PR #10045, opened 2025-06-24
[VL] Move SupportsColumnarShuffle.scala to module `gluten-substrait`

zhztheplayer:
`SupportsColumnarShuffle.scala` is strongly related to `ColumnarShuffleExchangeExec` which is placed in `gluten-substrait`. The patch moves the code to the module.


gluten-substrait/src/main/scala/org/apache/gluten/config/GlutenConfig.scala
```diff
@@ -141,7 +141,7 @@ class GlutenConfig(conf: SQLConf) extends GlutenCoreConfig(conf) {
 
   // scalastyle:off classforname
   def shuffleManagerSupportsColumnarShuffle: Boolean = {
-    classOf[SupportsColumnarShuffle].isAssignableFrom(Class.forName(SQLConf.get
+    classOf[SupportsColumnarShuffle].isAssignableFrom(Class.forName(conf
```
zhztheplayer, line 144: a minor nit fix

════════

### [WHAT THE EXERCISE ASKS]
Copy out the lines above that hold the string "classOf".

### [RESPONSE TO THE EXERCISE]
-    classOf[SupportsColumnarShuffle].isAssignableFrom(Class.forName(SQLConf.get
+    classOf[SupportsColumnarShuffle].isAssignableFrom(Class.forName(conf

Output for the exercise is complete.